The problem: Find the string "properly" in the records and copy each line where it occurs.

Input records:

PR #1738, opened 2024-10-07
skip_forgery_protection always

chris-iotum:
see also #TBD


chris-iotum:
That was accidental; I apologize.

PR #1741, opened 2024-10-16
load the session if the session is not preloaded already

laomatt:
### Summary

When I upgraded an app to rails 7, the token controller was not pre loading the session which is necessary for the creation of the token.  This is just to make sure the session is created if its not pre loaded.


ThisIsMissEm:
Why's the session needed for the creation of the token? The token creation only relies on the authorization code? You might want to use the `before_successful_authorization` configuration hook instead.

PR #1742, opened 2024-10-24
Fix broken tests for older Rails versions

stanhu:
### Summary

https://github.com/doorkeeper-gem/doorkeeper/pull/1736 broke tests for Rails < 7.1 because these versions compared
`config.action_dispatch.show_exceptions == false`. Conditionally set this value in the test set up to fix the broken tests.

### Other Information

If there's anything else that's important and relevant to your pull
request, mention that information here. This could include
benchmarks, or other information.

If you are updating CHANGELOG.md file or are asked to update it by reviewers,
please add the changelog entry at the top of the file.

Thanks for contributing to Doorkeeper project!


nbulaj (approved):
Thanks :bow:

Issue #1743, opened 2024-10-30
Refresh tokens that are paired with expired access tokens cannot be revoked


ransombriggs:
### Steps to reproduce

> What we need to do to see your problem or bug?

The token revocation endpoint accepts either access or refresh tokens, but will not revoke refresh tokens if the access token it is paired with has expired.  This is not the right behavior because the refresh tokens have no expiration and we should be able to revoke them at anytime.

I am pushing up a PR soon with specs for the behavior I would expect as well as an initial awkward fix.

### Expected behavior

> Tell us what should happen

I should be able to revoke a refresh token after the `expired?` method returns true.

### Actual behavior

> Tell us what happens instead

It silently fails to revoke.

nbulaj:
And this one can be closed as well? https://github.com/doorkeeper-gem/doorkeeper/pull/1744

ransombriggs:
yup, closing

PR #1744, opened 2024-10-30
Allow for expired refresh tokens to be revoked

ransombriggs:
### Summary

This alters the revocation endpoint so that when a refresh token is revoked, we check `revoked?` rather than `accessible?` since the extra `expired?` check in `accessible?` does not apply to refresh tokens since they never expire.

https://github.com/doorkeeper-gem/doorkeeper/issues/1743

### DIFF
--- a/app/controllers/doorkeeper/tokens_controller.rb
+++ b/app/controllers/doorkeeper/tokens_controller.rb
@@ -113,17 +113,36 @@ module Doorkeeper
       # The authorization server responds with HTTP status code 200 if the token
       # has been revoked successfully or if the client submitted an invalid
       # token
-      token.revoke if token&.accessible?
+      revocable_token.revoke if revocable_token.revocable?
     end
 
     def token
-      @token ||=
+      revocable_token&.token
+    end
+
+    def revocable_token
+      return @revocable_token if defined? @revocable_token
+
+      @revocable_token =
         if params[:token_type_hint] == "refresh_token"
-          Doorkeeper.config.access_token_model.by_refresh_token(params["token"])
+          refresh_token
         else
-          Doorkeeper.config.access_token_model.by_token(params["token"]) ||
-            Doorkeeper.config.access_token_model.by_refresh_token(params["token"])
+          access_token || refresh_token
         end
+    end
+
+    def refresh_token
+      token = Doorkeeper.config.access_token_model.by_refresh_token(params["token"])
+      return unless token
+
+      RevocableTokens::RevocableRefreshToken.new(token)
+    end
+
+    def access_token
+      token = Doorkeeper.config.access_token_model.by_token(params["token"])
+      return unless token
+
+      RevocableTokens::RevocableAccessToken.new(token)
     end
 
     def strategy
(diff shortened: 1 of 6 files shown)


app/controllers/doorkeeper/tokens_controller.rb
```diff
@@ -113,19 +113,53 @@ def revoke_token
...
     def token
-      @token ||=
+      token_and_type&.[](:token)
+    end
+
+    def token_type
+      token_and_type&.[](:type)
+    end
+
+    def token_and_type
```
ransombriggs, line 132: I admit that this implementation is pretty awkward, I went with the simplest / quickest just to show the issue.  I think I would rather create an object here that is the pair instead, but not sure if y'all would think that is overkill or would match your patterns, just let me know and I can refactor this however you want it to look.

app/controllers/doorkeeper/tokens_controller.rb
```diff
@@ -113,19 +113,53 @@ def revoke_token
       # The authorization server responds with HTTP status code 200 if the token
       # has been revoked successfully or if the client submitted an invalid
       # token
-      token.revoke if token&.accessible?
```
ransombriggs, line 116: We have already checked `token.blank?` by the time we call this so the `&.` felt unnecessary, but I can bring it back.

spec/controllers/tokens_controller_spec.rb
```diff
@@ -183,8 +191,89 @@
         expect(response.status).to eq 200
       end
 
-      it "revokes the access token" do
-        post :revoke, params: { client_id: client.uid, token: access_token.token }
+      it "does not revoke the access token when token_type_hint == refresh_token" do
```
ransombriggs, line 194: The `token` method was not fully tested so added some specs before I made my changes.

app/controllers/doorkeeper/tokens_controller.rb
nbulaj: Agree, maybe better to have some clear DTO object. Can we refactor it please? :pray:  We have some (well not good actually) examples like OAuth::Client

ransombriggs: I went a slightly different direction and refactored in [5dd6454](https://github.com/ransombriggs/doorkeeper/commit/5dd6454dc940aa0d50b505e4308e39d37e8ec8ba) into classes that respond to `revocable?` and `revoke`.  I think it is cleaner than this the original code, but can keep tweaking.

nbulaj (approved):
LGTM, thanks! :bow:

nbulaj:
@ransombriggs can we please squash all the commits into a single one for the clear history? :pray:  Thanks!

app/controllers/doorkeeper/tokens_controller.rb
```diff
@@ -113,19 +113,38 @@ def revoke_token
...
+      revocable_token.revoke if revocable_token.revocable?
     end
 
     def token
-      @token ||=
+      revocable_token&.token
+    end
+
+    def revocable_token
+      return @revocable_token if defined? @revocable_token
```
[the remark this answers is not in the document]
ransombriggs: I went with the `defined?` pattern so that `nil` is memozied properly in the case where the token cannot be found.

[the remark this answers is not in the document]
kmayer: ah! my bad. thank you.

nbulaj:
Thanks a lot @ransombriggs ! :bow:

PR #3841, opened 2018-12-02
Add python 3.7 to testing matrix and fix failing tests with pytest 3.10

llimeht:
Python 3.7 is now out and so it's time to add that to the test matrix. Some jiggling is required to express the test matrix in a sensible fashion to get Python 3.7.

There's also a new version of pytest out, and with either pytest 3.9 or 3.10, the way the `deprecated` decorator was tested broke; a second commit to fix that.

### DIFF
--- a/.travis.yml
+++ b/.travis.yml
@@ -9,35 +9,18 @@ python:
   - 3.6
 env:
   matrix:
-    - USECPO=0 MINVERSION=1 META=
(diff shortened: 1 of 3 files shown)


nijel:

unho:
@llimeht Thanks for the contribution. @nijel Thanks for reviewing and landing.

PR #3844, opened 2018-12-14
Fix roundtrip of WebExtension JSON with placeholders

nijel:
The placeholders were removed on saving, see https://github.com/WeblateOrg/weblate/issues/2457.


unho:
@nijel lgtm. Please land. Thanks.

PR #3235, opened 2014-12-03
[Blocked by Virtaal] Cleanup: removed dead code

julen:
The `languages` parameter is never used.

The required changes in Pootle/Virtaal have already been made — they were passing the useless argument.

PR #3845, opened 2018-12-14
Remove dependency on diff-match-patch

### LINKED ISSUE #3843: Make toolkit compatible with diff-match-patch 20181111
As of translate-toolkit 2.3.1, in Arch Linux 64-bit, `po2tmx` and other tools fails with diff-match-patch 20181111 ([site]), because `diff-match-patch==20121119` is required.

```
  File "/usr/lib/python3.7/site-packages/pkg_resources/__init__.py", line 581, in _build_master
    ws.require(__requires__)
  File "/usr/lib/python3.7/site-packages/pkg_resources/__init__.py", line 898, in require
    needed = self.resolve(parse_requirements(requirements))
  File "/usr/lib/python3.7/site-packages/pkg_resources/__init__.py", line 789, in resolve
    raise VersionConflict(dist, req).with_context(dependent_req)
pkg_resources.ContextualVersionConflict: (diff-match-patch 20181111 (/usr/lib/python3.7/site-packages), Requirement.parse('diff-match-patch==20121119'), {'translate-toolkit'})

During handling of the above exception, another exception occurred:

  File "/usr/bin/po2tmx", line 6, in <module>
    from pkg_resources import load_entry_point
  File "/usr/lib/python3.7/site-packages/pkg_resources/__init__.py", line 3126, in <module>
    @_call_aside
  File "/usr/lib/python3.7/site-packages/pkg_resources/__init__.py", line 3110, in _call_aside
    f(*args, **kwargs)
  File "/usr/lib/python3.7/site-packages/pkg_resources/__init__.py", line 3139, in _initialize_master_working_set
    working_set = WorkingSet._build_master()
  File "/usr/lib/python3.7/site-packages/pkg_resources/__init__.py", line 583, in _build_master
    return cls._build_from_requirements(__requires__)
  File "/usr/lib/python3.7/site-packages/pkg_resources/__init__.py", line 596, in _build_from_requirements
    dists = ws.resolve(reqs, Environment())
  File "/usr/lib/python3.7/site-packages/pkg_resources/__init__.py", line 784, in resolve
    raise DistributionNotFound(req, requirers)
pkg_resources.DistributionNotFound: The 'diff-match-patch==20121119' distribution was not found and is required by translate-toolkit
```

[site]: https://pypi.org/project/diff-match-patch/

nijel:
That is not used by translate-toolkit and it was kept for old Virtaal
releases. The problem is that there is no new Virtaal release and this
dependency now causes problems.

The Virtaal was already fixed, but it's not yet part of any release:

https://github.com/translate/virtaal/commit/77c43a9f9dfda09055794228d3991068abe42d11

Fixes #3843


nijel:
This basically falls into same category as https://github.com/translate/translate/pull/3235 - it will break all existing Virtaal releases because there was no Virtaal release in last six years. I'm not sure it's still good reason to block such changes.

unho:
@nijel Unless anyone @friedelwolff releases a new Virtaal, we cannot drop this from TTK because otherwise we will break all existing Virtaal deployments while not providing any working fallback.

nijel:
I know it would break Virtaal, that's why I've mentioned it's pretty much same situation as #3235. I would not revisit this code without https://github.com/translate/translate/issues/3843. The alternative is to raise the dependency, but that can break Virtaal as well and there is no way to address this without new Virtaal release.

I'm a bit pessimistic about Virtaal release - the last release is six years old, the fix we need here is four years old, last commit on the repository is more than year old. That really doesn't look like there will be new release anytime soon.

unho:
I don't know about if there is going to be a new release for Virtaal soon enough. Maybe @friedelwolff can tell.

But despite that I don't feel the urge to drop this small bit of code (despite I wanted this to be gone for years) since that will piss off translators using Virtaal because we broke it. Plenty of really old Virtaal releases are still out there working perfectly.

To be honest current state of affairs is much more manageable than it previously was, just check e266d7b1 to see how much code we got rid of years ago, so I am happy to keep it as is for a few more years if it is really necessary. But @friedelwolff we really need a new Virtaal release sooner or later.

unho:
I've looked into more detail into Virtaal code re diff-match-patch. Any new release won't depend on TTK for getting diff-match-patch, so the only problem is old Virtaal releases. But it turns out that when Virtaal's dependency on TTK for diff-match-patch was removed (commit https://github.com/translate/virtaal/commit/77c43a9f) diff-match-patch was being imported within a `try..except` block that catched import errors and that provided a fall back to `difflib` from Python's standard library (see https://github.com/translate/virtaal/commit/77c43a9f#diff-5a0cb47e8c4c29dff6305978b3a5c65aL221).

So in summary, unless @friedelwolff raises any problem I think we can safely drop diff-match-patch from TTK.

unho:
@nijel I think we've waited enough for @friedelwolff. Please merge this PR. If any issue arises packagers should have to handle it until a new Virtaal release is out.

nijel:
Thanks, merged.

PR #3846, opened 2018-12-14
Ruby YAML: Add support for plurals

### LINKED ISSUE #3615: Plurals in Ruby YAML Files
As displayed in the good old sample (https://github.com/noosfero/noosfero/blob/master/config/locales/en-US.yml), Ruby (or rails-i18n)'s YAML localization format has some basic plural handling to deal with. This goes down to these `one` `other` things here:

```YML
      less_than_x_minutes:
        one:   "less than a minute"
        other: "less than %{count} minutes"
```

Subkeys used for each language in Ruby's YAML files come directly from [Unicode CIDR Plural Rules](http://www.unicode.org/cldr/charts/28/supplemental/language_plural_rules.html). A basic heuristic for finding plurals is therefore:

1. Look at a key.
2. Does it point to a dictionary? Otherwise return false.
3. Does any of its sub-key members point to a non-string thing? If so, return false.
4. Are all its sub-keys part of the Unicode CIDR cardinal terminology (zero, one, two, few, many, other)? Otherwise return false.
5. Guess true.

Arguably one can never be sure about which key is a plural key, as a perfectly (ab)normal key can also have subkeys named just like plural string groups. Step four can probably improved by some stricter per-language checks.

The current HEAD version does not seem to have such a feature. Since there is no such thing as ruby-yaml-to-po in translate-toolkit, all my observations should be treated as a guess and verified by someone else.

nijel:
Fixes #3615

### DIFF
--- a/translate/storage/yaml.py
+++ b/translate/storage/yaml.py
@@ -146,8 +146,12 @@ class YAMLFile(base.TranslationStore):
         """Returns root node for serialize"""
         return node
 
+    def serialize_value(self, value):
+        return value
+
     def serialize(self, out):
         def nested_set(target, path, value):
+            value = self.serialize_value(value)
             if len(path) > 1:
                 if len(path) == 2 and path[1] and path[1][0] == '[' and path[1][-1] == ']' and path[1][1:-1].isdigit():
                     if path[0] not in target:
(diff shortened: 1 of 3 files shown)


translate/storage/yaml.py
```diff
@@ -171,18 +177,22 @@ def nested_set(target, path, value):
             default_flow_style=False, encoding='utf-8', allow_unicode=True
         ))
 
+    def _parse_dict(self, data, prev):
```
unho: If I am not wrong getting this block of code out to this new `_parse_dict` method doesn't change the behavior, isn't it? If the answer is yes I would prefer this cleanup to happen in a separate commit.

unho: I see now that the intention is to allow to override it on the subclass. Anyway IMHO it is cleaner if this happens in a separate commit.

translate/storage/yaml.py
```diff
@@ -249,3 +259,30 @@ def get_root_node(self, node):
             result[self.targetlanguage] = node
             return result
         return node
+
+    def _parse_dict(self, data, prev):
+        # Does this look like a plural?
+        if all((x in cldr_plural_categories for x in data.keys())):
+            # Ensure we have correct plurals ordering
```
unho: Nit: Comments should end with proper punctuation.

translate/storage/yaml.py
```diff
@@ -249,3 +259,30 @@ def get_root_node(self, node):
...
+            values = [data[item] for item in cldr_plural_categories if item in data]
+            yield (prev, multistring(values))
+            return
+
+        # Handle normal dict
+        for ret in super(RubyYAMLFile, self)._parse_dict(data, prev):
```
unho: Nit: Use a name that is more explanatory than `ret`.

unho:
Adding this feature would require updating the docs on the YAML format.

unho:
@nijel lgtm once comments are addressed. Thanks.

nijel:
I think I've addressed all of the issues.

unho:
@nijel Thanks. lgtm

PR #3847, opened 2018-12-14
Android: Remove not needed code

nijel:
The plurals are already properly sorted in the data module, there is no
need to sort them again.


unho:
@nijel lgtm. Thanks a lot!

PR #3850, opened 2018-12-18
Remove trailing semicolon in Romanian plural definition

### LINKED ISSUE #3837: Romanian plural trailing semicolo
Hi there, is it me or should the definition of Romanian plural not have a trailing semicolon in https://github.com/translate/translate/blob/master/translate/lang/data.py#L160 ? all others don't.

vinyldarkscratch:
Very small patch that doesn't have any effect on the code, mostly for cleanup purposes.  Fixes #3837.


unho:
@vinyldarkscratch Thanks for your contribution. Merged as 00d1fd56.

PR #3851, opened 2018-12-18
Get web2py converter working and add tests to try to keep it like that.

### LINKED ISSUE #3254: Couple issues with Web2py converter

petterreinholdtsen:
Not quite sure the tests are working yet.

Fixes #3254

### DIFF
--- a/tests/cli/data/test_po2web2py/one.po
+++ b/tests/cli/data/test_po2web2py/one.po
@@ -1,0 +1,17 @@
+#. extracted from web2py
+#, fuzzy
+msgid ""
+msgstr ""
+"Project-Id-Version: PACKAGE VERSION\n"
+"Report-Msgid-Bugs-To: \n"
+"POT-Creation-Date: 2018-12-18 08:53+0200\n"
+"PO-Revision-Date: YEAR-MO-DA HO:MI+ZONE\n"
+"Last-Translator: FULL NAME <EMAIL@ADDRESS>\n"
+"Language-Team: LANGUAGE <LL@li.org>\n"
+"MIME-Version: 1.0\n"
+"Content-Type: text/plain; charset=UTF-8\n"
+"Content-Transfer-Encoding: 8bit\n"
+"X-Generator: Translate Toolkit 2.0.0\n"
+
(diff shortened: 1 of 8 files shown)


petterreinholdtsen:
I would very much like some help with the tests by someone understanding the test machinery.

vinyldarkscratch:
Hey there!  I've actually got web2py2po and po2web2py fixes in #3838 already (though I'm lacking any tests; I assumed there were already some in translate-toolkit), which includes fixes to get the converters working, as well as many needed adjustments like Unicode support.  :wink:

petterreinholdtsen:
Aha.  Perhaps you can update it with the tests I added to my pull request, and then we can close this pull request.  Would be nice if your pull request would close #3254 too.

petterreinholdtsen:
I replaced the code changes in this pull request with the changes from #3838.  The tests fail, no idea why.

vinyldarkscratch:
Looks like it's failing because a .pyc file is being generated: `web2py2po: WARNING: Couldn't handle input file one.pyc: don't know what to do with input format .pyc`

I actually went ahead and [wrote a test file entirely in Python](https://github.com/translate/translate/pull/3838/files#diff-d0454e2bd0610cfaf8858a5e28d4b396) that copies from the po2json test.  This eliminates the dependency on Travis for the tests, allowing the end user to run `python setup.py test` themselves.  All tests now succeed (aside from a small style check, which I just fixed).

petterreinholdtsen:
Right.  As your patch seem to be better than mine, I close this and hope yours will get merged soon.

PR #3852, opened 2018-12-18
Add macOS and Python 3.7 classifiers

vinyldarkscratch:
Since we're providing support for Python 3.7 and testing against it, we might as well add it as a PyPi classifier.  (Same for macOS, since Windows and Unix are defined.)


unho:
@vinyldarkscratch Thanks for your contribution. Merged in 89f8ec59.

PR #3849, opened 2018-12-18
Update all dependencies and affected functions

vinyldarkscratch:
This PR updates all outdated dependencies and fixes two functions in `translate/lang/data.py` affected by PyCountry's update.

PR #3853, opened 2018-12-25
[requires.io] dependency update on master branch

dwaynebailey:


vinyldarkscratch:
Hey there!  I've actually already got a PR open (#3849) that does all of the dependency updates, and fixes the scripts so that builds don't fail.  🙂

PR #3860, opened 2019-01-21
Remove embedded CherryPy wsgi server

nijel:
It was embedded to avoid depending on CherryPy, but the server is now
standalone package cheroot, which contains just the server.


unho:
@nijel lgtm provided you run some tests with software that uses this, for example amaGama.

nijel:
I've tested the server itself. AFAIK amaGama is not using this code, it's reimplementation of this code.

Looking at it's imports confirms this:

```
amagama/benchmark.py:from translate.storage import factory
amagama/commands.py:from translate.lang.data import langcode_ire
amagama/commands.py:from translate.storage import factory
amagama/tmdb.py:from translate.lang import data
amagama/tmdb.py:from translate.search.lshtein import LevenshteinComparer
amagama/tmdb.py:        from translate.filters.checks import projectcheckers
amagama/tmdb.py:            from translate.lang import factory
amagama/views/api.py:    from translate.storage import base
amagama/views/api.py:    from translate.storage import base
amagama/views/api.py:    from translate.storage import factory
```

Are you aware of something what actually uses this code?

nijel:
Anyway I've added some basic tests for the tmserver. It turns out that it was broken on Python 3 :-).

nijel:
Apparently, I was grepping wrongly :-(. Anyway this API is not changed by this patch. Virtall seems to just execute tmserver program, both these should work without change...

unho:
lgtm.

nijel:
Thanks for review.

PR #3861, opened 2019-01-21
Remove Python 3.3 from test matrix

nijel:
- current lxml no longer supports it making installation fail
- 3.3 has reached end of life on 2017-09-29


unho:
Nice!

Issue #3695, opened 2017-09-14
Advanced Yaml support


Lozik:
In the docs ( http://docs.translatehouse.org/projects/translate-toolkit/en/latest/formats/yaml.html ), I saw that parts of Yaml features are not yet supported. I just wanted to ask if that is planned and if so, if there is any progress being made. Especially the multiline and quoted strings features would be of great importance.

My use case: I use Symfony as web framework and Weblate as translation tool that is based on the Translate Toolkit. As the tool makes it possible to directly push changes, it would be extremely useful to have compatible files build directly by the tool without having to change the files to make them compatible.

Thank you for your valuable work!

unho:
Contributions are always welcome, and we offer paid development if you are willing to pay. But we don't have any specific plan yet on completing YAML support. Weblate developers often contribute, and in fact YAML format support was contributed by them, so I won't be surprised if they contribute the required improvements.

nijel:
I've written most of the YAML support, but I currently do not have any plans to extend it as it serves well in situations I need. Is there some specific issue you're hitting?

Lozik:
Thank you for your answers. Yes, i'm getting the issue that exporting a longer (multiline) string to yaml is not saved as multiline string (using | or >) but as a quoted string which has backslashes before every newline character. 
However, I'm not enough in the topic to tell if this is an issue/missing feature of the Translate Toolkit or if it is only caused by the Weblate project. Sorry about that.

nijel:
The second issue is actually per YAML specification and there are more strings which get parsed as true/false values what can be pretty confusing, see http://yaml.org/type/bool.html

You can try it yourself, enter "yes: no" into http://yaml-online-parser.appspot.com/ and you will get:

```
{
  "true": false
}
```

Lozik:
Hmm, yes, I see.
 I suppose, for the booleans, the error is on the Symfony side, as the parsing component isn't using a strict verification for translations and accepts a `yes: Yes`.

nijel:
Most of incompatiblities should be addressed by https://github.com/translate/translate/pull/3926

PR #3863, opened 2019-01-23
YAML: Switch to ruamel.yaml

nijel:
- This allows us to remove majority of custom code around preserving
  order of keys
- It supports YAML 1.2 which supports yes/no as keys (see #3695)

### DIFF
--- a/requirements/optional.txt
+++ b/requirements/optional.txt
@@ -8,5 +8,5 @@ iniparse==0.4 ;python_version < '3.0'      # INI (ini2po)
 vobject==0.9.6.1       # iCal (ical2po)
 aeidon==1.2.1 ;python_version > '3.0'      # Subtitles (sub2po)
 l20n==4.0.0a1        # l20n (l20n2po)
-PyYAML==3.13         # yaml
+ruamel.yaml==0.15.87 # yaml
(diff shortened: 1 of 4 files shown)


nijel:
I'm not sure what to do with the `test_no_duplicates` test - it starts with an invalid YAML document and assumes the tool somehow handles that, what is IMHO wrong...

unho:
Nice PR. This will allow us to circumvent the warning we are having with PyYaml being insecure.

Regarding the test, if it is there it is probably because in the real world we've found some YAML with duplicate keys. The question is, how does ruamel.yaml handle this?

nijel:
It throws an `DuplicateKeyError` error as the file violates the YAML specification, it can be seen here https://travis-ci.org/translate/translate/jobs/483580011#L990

Reply:
ransombriggs: I went with the `defined?` pattern so that `nil` is memozied properly in the case where the token cannot be found.
The plurals are already properly sorted in the data module, there is no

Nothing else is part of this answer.